■ **Instructions to follow**: The full data must be written out exactly, with every line included.

----- Material provided -----

PR #12201, opened 2015-06-24
fix(ngResource): fix query url params encoding

alediaferia:
Encoding URL Query Parameters should be "more aggressive" than the URL Segment encoding.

-----

■ **Answer to the problem**:
PR #12201, opened 2015-06-24
fix(ngResource): fix query url params encoding

alediaferia:
Encoding URL Query Parameters should be "more aggressive" than the URL Segment encoding.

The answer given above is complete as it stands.